How to boost your forecast accuracy
by Wolf-Gerrit Benkendorff
More and more companies experience the growing dynamics and uncertainty of the economic environment at first hand. The key word volatility, as an expression of this phenomenon, is very popular. When the volatility increases, the forecast accuracy becomes more important. What could be more appropriate than to constantly increase the forecast accuracy?
The good news is: The forecast accuracy can be significantly increased with just a few simple means. The even better news is: No complex mathematical-statistical models, expensive software or supernatural abilities are required in the first step – even though these might help as well.
How to measure deviations systematically
A systematic measurement is the requirement for every kind of improvement. However, measurements, which deserve the attribute «systematic», do rarely happen in practice. Often, the forecast accuracy is «measured» as the difference between the forecast and the year-end result. In bad cases this is complemented by a comparison of the «accuracies» of the forecasts 1 to 3. Such «measurement methods» do not provide insights to the increase of the forecast accuracy (for a good introduction to the issue of the systematic measurement, please go to ForPrin).
The more frequent we measure, the better
The more frequent the measurements are conducted, the more data is available for the assessment of the accuracy. As a result, forecast errors can be identified and fixed in a timely manner.
Here is a simple example: If in four successive forecasts, deviations to the actuals with the same sign are found, then a systematic forecast error must be assumed.* A reason for a systematic forecast error can be, that conservative forecasts are politically not accepted - leading to the continuous production of overoptimistic forecasts. If only three forecasts are created per year, then it takes more than one year to detect a systematic forecast error!
Analyzing all deviations
If forecast errors occur, we have to analyze the reasons for this. Such analyses require well documented assumptions. If it cannot be retraced, why a forecast has been proven incorrect in retrospect, then it has no learning effect.
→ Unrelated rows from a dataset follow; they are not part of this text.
PR #286, opened 2019-10-18
Add test for sandbox

### LINKED ISSUE #240: Add sandbox flag for node-pools

### LINKED ISSUE #252: Automatically update labels for sandboxed node pools
This is a follow up to #240.

Based on https://github.com/terraform-providers/terraform-provider-google/issues/4210, if sandboxing is enabled then the control plain will add this label to the cluster automatically: `sandbox.gke.io/runtime" = "gvisor`.

This causes a permadiff. We should fix this by automatically injecting that label into the config if the sandbox flag is `true` on the module.

paulpalamarchuk:
* Moved `sanbox_config` to `node_pool` resouse (Fix #240)
 * Created test for sandbox (Fix #252)

### DIFF
--- a/.kitchen.yml
+++ b/.kitchen.yml
@@ -131,3 +131,10 @@ suites:
       systems:
         - name: workload_metadata_config
           backend: local
+  - name: "sandbox_enabled"
+    driver:
+      root_module_directory: test/fixtures/sandbox_enabled
+    verifier:
+      systems:
+        - name: sandbox_enabled
+          backend: local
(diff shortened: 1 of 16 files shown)


.kitchen.yml
```diff
@@ -131,3 +131,10 @@ suites:
       systems:
         - name: workload_metadata_config
           backend: local
+  - name: "sandbox_enabled"
```
morgante: Please add this test to the [cloud build config](https://github.com/terraform-google-modules/terraform-google-kubernetes-engine/blob/master/build/int.cloudbuild.yaml)?

paulpalamarchuk: Test added

PR #292, opened 2019-10-22
Parallelize the builds

aaron-lane:
Running all Kitchen instances in serial is taking over 3 hours to complete which is an extreme amount of time to wait for validation of changes.


aaron-lane:
Looks like the build was reduced to 33 minutes!

morgante:
@aaron-lane Looks like tests are failing though.

bharathkkb:
@aaron-lane is it possible to template int.cloudbuild.yaml and generate it automatically based on whats in test/ci? I thought that was the use of test/ci maybe I am missing something.

morgante:
@bharathkkb We could probably write a script to do that, but it's not a high priority right now.

`test/ci` stores the actual test definitions and config, the Cloud Build config is just calling them.

PR #301, opened 2019-10-31
Tying identity namespace output to successful cluster creation.

kevensen:
When configuring workload identity, there is the possibility that when creating an IAM binding, Terraform attempts to create the binding, before the workload identity is configured by GKE.  This PR creates a tighter dependency between the creation of a GKE cluster and the availability of the workload identity.

This is the first step in addressing https://github.com/forseti-security/terraform-google-forseti/issues/298.


kevensen:
@morgante Thanks for the review!

PR #303, opened 2019-11-01
Add node_locations for node pools

### LINKED ISSUE #290: Allow setting node locations on individual node pools
As added [upstream](https://github.com/GoogleCloudPlatform/magic-modules/pull/2320), we need to update this module to support specifying `node_locations` on individual node pools (that potentially differ from the cluster's overall locations).

This will unblock #263.

bharathkkb:
fixes #290 

Add support for node_locations to set locations for individual node pools.


DanielWozniak:
Don't mean to rush, but was wondering what is the status on this? When could we expect this to be merged?

morgante:
@DanielWozniak I think we're waiting for tests to pass. @bharathkkb Could you take a look?

bharathkkb:
@morgante I'll try re running the tests. It was failing destroy stage of a different example.

DanielWozniak:
Looks like the checks are passing, could one of the approvers please take a look?

DanielWozniak:
Thanks guys, appreciate you putting this in.

Issue #308, opened 2019-11-06
Provide example of configuring Private Google Access


morgante:
We should add an equivalent of the [public networking example](https://github.com/terraform-google-modules/terraform-google-kubernetes-engine/tree/master/examples/simple_regional_with_networking) with a private networking example which includes:
1. Setting up the required VPC subnets
2. Setting up private Google Access
3. Creating the actual GKE cluster
4. Any required firewall rules

This would help to address issues like [this one](https://github.com/terraform-google-modules/terraform-google-kubernetes-engine/issues/305#issuecomment-550150921).

ideasculptor:
I believe this is still a bug, not an enhancement.  I have had private google access enabled through all of my tests (which explains why I failed to note the issue, since I had certainly read every word of the page you linked numerous times before I started documenting the issue), and node pools have consistently failed to come up.  When a node pool is not private, private google access has no effect (according to the google docs), and the nodes, with the default configuration, are unable to download necessary resources from storage.googleapis.com over port 443.  It is possible that the failure is something different when I run a completely private node pool, but since I can't get that configuration to come up at all, I have limited ability to diagnose the problem.  When I create publicly accessible nodes, they are unable to fetch the url until I explicitly add rules and routes to enable access via the default internet gateway.  

I can well believe that the nodes need to use a different hostname in order to resolve to the private google access endpoint, but there is no mention of that in the documentation for the module, nor even an obvious way to override it.

morgante:
> I believe this is still a bug, not an enhancement. 

It's not a bug. Nothing in our module is meant to configure Private Google Access for you, and we explicitly *don't* attempt to control networking from the module.

The fact that your chosen network config didn't have a workable path to GCP APIs isn't the scope of this module.

I think you're overfocusing on this module. Private Google Access isn't specific to GKE and if you'd attempted to use GCE on that network it'd also have similar issues with accessing any GCP samples.

I know you spent a lot of time troubleshooting this, but we really can't cover everything. If you had attempted to manually create the same GKE cluster through the console, you'd have had the same issue.

Anyways, the private access docs to cover the requirements for setting it up: https://cloud.google.com/vpc/docs/configure-private-google-access#requirements

We can add examples but to claim this is a bug when it's an issue with your underlying network config is inaccurate. Reminder: most customers we work with explicitly separate network creation/management from the GKE clusters themselves.

ideasculptor:
[...]

Issue #309, opened 2019-11-06
module region output can be blank, breaking tests


ideasculptor:
Looks like the `region` output of the beta_private_cluster module (computed from a local.cluster_output_region, assigned as `cluster_output_region = google_container_cluster.primary.region`) can be null.  This potentially breaks tests.  

The case that I exercised was as follows:

```
regional = false
region = 'us-east4'
zones = ['us-east4-a']
```

According to the documentation of the google_container_cluster resource, the region attribute is deprecated, and will only have a value if the cluster is regional instead of zonal.  The module should be computing the region from the location (zone), in a zonal cluster, if it is going to output a region - since tests for the with_network examples require a region.  Location will contain the region in a regional cluster.

I fixed the private_zonal_with_network example by using the incoming variable as the output value instead of retrieving it from the resource attribute.

PR #310, opened 2019-11-06
Private zonal example

ideasculptor:
Creates an example that demonstrates creating a network and a private, zonal GKE cluster. 

Fixes https://github.com/terraform-google-modules/terraform-google-kubernetes-engine/issues/308

Exposed  https://github.com/terraform-google-modules/terraform-google-kubernetes-engine/issues/309

### DIFF
--- a/examples/private_zonal_with_networking/main.tf
+++ b/examples/private_zonal_with_networking/main.tf
@@ -22,9 +22,9 @@ module "gcp-network" {
 
   subnets = [
     {
-      subnet_name   = var.subnetwork
-      subnet_ip     = "10.0.0.0/17"
-      subnet_region = var.region
+      subnet_name           = var.subnetwork
+      subnet_ip             = "10.0.0.0/17"
+      subnet_region         = var.region
       subnet_private_access = "true"
     },
   ]
@@ -44,24 +44,24 @@ module "gcp-network" {
 }
 
 data "google_compute_subnetwork" "subnetwork" {
-  name    = var.subnetwork
-  project = var.project_id
-  region  = var.region
+  name       = var.subnetwork
+  project    = var.project_id
+  region     = var.region
   depends_on = [module.gcp-network]
 }
 
 module "gke" {
-  source                  = "../../modules/beta-private-cluster/"
-  project_id              = var.project_id
-  name                    = var.cluster_name
-  regional                = false
-  region                  = var.region
-  zones                   = slice(var.zones, 0, 1)
+  source     = "../../modules/beta-private-cluster/"
+  project_id = var.project_id
+  name       = var.cluster_name
+  regional   = false
+  region     = var.region
+  zones      = slice(var.zones, 0, 1)
 
   // This craziness gets a plain network name from the reference link which is the
   // only way to force cluster creation to wait on network creation without a
   // depends_on link.  Tests use terraform 0.12.6, which does not have regex or regexall
-  network                 = reverse(split("/", data.google_compute_subnetwork.subnetwork.network))[0]
+  network = reverse(split("/", data.google_compute_subnetwork.subnetwork.network))[0]
 
   subnetwork              = data.google_compute_subnetwork.subnetwork.name
   ip_range_pods           = var.ip_range_pods_name
--- a/examples/private_zonal_with_networking/main.tf
+++ b/examples/private_zonal_with_networking/main.tf
@@ -44,7 +44,7 @@ module "gcp-network" {
 }
 
 data "google_compute_subnetwork" "subnetwork" {
-  name    = module.gcp-network.subnets_names[0]
+  name    = var.subnetwork
   project = var.project_id
   region  = var.region
   depends_on = [module.gcp-network]
@@ -57,7 +57,12 @@ module "gke" {
   regional                = false
   region                  = var.region
   zones                   = slice(var.zones, 0, 1)
-  network                 = data.google_compute_subnetwork.subnetwork.network
+
+  // This craziness gets a plain network name from the reference link which is the
+  // only way to force cluster creation to wait on network creation without a
+  // depends_on link.  Tests use terraform 0.12.6, which does not have regex or regexall
+  network                 = reverse(split("/", data.google_compute_subnetwork.subnetwork.network))[0]
+
   subnetwork              = data.google_compute_subnetwork.subnetwork.name
   ip_range_pods           = var.ip_range_pods_name
   ip_range_services       = var.ip_range_services_name
--- a/examples/private_zonal_with_networking/main.tf
+++ b/examples/private_zonal_with_networking/main.tf
@@ -1,0 +1,82 @@
+/**
+ * Copyright 2019 Google LLC
+ *
+ * Licensed under the Apache License, Version 2.0 (the "License");
+ * you may not use this file except in compliance with the License.
+ * You may obtain a copy of the License at
+ *
+ *      http://www.apache.org/licenses/LICENSE-2.0
+ *
+ * Unless required by applicable law or agreed to in writing, software
+ * distributed under the License is distributed on an "AS IS" BASIS,
+ * WITHOUT WARRANTIES OR CONDITIONS OF ANY KIND, either express or implied.
+ * See the License for the specific language governing permissions and
+ * limitations under the License.
+ */
+
+module "gcp-network" {
+  source       = "terraform-google-modules/network/google"
+  version      = "~> 1.4.0"
+  project_id   = var.project_id
+  network_name = var.network
+
+  subnets = [
+    {
+      subnet_name   = var.subnetwork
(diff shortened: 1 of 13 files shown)


ideasculptor:
When running the new test manually, it became clear that the destroy process is not corectly reversing the dependency chain between the network module and the gke module, resulting in the subnet deletes happening before the cluster is fully torn down.  This causes destroy to fail.  I don't have handy example code for setting up a manual delay via a provisioner or some other mechanism to correctly reverse those dependencies during destroy, so this will probably fail running tests, but it is otherwise correct when I run it locally.

examples/private_zonal_with_networking/main.tf
```diff
@@ -0,0 +1,87 @@
...
+  regional   = false
+  region     = var.region
+  zones      = slice(var.zones, 0, 1)
+
+  // This craziness gets a plain network name from the reference link which is the
+  // only way to force cluster creation to wait on network creation without a
+  // depends_on link.  Tests use terraform 0.12.6, which does not have regex or regexall
+  network = reverse(split("/", data.google_compute_subnetwork.subnetwork.network))[0]
+
+  subnetwork              = data.google_compute_subnetwork.subnetwork.name
```
morgante: Can we make this a reference to the `gcp-network` outputs? That might help with the dependency graph issue.

ideasculptor: I don't think so.  When I used a direct dependency, it would always fail the first time, because the cluster would come up before the network.  Those lines were written that way specifically to eliminate that problem.  I had to try a number of ways to string those dependencies together to get it to stop erroring out when creating both the network and the cluster in the same terraform operation - the problem doesn't exist when they are run separately.

I can't remember which variations my 3am brain attempted - every failed attempt is a really long test cycle, so it's entirely possible that I was addled enough from lack of sleep to have missed something obvious.  If memory serves, if I used the constant cidr range as a string and just injected it into ipv4_master_networks_config, that caused dependencies to fire before the network was ready.  I'm reasonably certain my first solution would have been to grab the first value of subnets_ranges from the gcp-network module outputs, but maybe I went straight from constant value to complex hack without first trying all the obvious middle steps, though I certainly tried a few.  

Because the network name is passed to the gcp-network outputs directly from an input value, dependencies in the gke module were allowed to fire with the network name before the network existed, since terraform's dependency graph wouldn't wait for other module to complete.  You can't use the depends_on thing with modules, so I had no way to make the dependency work correctly without modifying one or both modules to manually provide a depends_on link between resources in each module and I've just spent far too much time and energy on this already.  

My quick solution was to use the data source as an intermediary, but since the gke module can't accept the network name as a fully qualified link, I had to parse the network name out of that data source's attributes.  That corrected the dependency ordering on creation, but breaks the destroy ordering, since the data source doesn't act as a barrier to the network module being torn down, so it gets torn down before the GKE cluster has gone away.

morgante: Network name should come from the network outputs though, not directly passing through the input: https://github.com/terraform-google-modules/terraform-google-network/blob/master/main.tf#L19

ideasculptor: This speaks to the lack of real-world integration examples for the modules.  On the one hand, real-world production usage will almost never bring up the network and the GKE cluster in the same terraform plan, but on the other, integration examples always will, so if those examples existed, the modules would already have handled the outputs being directly linked to inputs and failing to result in a valid dependency graph, and someone other than a user would have spotted the need for some form of computed pass-through or provided a null_resource (and corresponding consumer in other modules), which would serve as a block.

The pattern I've used in the past is for every module to include a null_resource.completion resource with an output that depends on it and a set of triggers that includes all computed resources in the dependency chain. Additionally, every module can receive an input which is used only as a trigger for a different null_resource.block resource, with every other resource in the module including a `depends_on = [null_resource.block]`. Feeding the null_resource.completion-based output  of the first module to the trigger of the null_resource.block resource in the dependent module guarantees that nothing in the dependent module can execute until everything in the dependency has completed.  If no value is passed through, no blockage happens.

First module:
```
resource "null_resource" "continuation" {
  depends_on = [google_compute_resource1.name, google_compute_resource2.name, ...]
}

output "block_until_ready" {
  value = "${null_resource.continuation.id}"
}
```

Dependent Module:
```
resource "null_resource" "block_until_ready" {
  triggers {
    # Explicitly wait on the passed in block_until_ready variable
    block_until_ready = "${var.block_until_ready}"
  }
}

resource "google_some_resource" "my_dependent_resource" {
  some_val = var.some_val
...
  depends_on = ["null_resource.block_until_ready"]
}
```

morgante: I'm still not following the issue though. The linked code shows that the network output isn't directly linked to the input.

ideasculptor: Your constant assumption that I'm an idiot who doesn't know what he is doing, rather than someone with a great deal of experience with both terraform and infrastructure automation, encountering actual real-world problems that your simple examples and mimimal documentation just don't account for, has burned through pretty much all of the goodwill that was allowing me to spend so much of my **spare** time improving your product for free.  Honestly, is there ANYTHING in any of my significant contributions so far that makes you think I don't read documentation before asking for assistance? Maybe don't assume that to be the case every time I raise an issue that is more significant than a typo.

I don't have the big picture of where you are going with those modules, but that's only because it hasn't been laid out anywhere public where I can see it, so far as I am aware.  If you put modules out there, publicly acknowledging that they are built in-house by Google, you have to assume people are going to try to make use of them, as they surely represent something akin to common best practices.  If you don't provide meaningful guidance about how to do use them as such, and also refuse to respond helpfully when people encounter problems, you are going to burn down whatever community your open source efforts are trying to build.  

Honestly, in the immediate wake of a nearly 72 hour unscheduled service outage, maybe consider the kind of frustrations I might be experiencing when I still can't get things to work, and take a few minutes from your obviously very busy schedule to give an assist to someone who has shown no hesitation to devote significant time and energy into giving your team a helping hand?...

ideasculptor: An hour or less of a single engineer's time doesn't seem like a huge sacrifice to make in exchange for the 100 or so hours that I have devoted just to correcting problems in these modules - the vast majority of which had nothing whatsoever to do with any kind of non-standard or mistaken use.  

And maybe consider that if someone who is clearly pretty darn fluent in this stack is having difficulty intuiting your intent, someone with minimal terraform or GCP experience, looking to get a leg up on their own automation efforts, is going to have a **much** more difficult time of it, and that maybe some documentation or assistance is in order, rather than public shaming.

morgante: > Your constant assumption that I'm an idiot who doesn't know what he is doing, rather than someone with a great deal of experience with both terraform and infrastructure automation, encountering actual real-world problems that your simple examples and mimimal documentation just don't account for, has burned through pretty much all of the goodwill that was allowing me to spend so much of my spare time improving your product for free. Honestly, is there ANYTHING in any of my significant contributions so far that makes you think I don't read documentation before asking for assistance? Maybe don't assume that to be the case every time I raise an issue that is more significant than a typo.

I'm sorry you feel that way — I certainly think you're very skilled and appreciate all the work you've been doing. It's hugely helpful!

> I don't have the big picture of where you are going with those modules, but that's only because it hasn't been laid out anywhere public where I can see it, so far as I am aware. If you put modules out there, publicly acknowledging that they are built in-house by Google, you have to assume people are going to try to make use of them, as they surely represent something akin to common best practices. If you don't provide meaningful guidance about how to do them as such, and also refuse to respond helpfully when people encounter problems, you are going to burn down whatever community your open source efforts are trying to build.

Agreed, I know we're not doing a good enough job here. In terms of our goals, [this page](https://cloud.google.com/foundation-toolkit/) is probably the best we have.

We absolutely do need to provide more and better end-to-end examples, and it's on our radar for what to build next. Sorry if my responses are too brusque thus far, I definitely recognize that need.

> Honestly, in the immediate wake of a nearly 72 hour unscheduled service outage, maybe consider the kind of frustrations I might be experiencing when I still can't get things to work, and take a few minutes from your obviously very busy schedule to give an assist to someone who has shown no hesitation to devote significant time and energy into giving your team a helping hand?...

You're right: as you can imagine, there have been a lot of fires lately but we should still appreciate our contributors.

ideasculptor: I can promise you, when I used a direct link between the one module and the other, it errored out on the first run (and succeeded on the 2nd, if no destroy happened first) every single time. Feel free to try it.  If I'm wrong, and it was certainly hour 17 or 18 of my work day at that point, it's a simple enough change to make.  I've contributed my last PR for a good long while, at this point.

morgante: Ok, I'll give it a shot! It's just surprising that this doesn't work consider how it's coded but I certainly believe you've tried it.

In the deviation analysis, positive and negative deviations must be considered in the same intense manner.
This also applies to large and small deviations. Even if it doesn’t seem to make much sense in the first place: Forecasts with small deviations should be analyzed as well (at least rudimentarily). Otherwise the possibility cannot be excluded, that the accuracy has been achieved despite false assumptions, for example if the false assumptions cancel each other out. In this case it has merely been luck.
Testing the adjustments
Once the continuous measurement and analysis process is established, adjustments to the forecast methods, processes and models can be tested for their effectiveness. This way it can be checked, whether statistical methods based on historical data are superior to mere expert estimates; or which forecast methods can be combined for logical reasons (empirical studies prove that the combination of several forecast methods leads to a higher accuracy).
Does it really work?
Yes, it really works! Together with a customer, I have established a monthly forecast measurement and analysis process for sales. Already after four months, it has been demonstrated that systematic forecast errors existed in almost all regions. The forecasts in most of the regions were generally too optimistic.
Where there used to be a general suspicion, there is now a certainty. Now, this is a sound basis and the motivation for an improvement of the current forecast methods, processes and models.
*A forecast without any systematic errors will on average provide as many positive deviations to the actuals, as negative ones. The likelihood of four successive deviations with the same sign is merely at 6.25% in a forecast without any systematic errors.